The impact of climate change on investing

Climate change and Investing

In this article, we explore the significance of energy and the impact of climate change on investors. We will begin by discussing the current state of climate change and why it is a pressing issue. Next, we will examine the steps being taken to address this problem. Finally, we analyse why energy and climate change will likely be critical areas for investors to pay attention to in the future.

The world currently emits 51bn tons of greenhouse gases per year. That figure is measured in carbon dioxide equivalents (CO2e). There are several greenhouse gases, such as carbon dioxide, methane and nitrous oxide, but the most common is carbon dioxide. Part of the challenge is that their energy use naturally grows as economies grow. As a result, there is a strong relationship between GDP per capita and power consumption per person.

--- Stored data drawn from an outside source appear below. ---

PR #2532, opened 2021-10-15
fix(router): Fix add new token address

lioncho:
[x] Before opening a pull request, please read the [contributing guidelines](https://github.com/pancakeswap/pancake-frontend/blob/master/CONTRIBUTING.md) first
[x] If your PR is work in progress, open it as `draft`
[x] Before requesting a review, all the checks need to pass
[x] Explain what your PR does

When I clone to my local, "add new token address" is not working. 
It was caused by the router_address is wrong. I replaced to current pancakeswap router then now it works correctly like the release version.

### DIFF
--- a/src/state/swap/hooks.ts
+++ b/src/state/swap/hooks.ts
@@ -88,8 +88,8 @@ export function tryParseAmount(value?: string, currency?: Currency): CurrencyAmo
 
 const BAD_RECIPIENT_ADDRESSES: string[] = [
   '0x5C69bEe701ef814a2B6a3EDD4B1652CB9cc5aA6f', // v2 factory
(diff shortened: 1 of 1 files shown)


Chef-Cheems:
@ryancho hi! What do you mean by `When I clone to my local, "add new token address" is not working.`. The code you've changed seems to affect only the transfer to a another recipient 🤔

Chef-Cheems:
`BAD_RECIPIENT_ADDRESSES` is only used when using expert mode and setting different recipient, its not related in any way to token addresses.

The feature to add recipient will be removed soon (together with the code this PR changes), so I'm closing this PR.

The problem with the world continuing to emit c. 50bn tons of greenhouse gases every year is that these greenhouse gas emissions increase global temperatures. Higher global temperatures can lead to huge weather, health and economic challenges. Increases of 1 or 2 degrees Celsius in average global temperatures may sound small but can significantly impact the world. As a globe, we may experience more intense storms, wildfires, heatwaves, erratic crops and higher sea levels. There is still a lot that scientists do not know, but the majority (97%) believe that human behaviour is indeed impacting the climate. That is important because scientific consensus is a driver in global policy. It has contributed, for example, to the Paris Agreement. The Paris Agreement, which includes over 190 countries as signatories, aims to keep the rise in the world’s average temperature below 2 degrees Celsius compared to pre-industrial levels.

The aim is to get annual emissions to net zero (i.e., we remove as many greenhouse gases as we put in the atmosphere). This is a mammoth task for the world. To put the size of the challenge ahead of us into context, consider the COVID-19 pandemic. In 2020, the world emitted 48bn-49bn tons of CO2e, yet, global emissions fell by only c. 5% in 2020. That is astonishing when you consider the change in behaviour required for us to get there – large parts of the world were “locked down” at home, air travel was suspended, and much economic activity was stopped as we dealt with the pandemic. Clearly, getting to net zero will require a fundamental re-working of our economy rather than a mere reduction of activity in certain areas.

Climate change is likely to create significant opportunities for investors going forward. One reason is that the transition to a greener economy may have to occur much quicker than previous energy transitions. Historically, energy transitions have taken place over decades. It took coal 60 years to go from 0% to 45% of the world’s energy supply. It took oil 60 years to go from 0% to just under 40% of the world’s energy supply. Natural gas has only become 20% of the global energy supply over the past 60 years. This transition may need to happen over a much shorter period because of the urgency to reduce emissions, and the economic implications of such a transition could be unprecedented.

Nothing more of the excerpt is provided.